(Saved data entries)
++++++++++++++++++++
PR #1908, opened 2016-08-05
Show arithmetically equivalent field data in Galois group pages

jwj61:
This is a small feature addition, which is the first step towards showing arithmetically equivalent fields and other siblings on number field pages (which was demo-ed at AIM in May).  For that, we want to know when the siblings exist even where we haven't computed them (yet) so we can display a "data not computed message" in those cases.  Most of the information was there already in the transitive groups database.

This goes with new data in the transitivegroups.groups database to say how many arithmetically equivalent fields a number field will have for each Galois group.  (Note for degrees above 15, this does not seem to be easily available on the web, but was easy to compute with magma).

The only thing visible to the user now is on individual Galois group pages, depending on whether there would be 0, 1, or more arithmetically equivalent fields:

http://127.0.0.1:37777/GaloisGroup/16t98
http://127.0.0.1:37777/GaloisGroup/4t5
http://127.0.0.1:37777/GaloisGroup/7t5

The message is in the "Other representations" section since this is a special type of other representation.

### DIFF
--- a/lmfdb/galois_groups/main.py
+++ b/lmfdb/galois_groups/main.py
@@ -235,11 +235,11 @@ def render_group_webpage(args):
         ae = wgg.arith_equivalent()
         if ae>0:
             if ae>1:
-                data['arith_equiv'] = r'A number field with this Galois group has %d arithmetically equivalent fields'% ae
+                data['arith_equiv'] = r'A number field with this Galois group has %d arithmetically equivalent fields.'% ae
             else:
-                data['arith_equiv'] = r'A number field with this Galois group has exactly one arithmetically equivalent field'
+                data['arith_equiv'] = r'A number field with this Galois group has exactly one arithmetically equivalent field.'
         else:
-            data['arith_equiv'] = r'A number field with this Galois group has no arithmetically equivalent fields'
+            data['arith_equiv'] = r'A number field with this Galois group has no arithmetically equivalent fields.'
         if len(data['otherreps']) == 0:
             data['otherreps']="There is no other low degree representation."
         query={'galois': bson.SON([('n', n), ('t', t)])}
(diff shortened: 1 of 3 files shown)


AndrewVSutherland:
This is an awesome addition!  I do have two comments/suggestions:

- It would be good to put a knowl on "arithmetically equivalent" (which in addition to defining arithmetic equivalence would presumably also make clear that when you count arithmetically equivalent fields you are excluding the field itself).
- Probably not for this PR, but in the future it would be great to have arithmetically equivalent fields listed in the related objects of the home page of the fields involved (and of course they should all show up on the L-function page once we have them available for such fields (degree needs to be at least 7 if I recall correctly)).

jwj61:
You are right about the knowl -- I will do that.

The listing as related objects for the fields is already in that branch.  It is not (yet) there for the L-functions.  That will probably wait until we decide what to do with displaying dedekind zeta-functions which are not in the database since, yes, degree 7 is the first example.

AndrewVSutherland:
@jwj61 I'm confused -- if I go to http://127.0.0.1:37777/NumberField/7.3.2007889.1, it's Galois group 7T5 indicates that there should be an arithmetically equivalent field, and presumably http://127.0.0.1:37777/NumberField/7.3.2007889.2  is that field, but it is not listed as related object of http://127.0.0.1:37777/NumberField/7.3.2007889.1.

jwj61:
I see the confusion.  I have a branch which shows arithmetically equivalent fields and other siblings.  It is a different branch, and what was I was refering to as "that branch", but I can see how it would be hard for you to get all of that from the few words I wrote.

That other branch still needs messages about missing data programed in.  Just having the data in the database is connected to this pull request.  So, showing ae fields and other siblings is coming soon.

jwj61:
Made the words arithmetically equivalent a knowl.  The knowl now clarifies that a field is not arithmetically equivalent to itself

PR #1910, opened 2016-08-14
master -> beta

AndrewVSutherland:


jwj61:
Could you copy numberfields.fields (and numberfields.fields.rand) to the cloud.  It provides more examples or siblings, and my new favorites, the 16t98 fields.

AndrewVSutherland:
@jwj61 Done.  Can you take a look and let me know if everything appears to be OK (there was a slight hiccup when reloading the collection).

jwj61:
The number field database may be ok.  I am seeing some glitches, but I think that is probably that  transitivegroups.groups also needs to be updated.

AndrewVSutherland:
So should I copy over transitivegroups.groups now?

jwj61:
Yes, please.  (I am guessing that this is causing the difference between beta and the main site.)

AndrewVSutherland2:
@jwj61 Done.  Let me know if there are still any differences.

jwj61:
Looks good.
++++++++++++++++++++
Activity
The lines wanted are those from the one with "That other branch" through the last line of the records, repeated exactly and with both ends included.

Exercise result
That other branch still needs messages about missing data programed in.  Just having the data in the database is connected to this pull request.  So, showing ae fields and other siblings is coming soon.

jwj61:
Made the words arithmetically equivalent a knowl.  The knowl now clarifies that a field is not arithmetically equivalent to itself

PR #1910, opened 2016-08-14
master -> beta

AndrewVSutherland:


jwj61:
Could you copy numberfields.fields (and numberfields.fields.rand) to the cloud.  It provides more examples or siblings, and my new favorites, the 16t98 fields.

AndrewVSutherland:
@jwj61 Done.  Can you take a look and let me know if everything appears to be OK (there was a slight hiccup when reloading the collection).

jwj61:
The number field database may be ok.  I am seeing some glitches, but I think that is probably that  transitivegroups.groups also needs to be updated.

AndrewVSutherland:
So should I copy over transitivegroups.groups now?

jwj61:
Yes, please.  (I am guessing that this is causing the difference between beta and the main site.)

AndrewVSutherland2:
@jwj61 Done.  Let me know if there are still any differences.

jwj61:
Looks good.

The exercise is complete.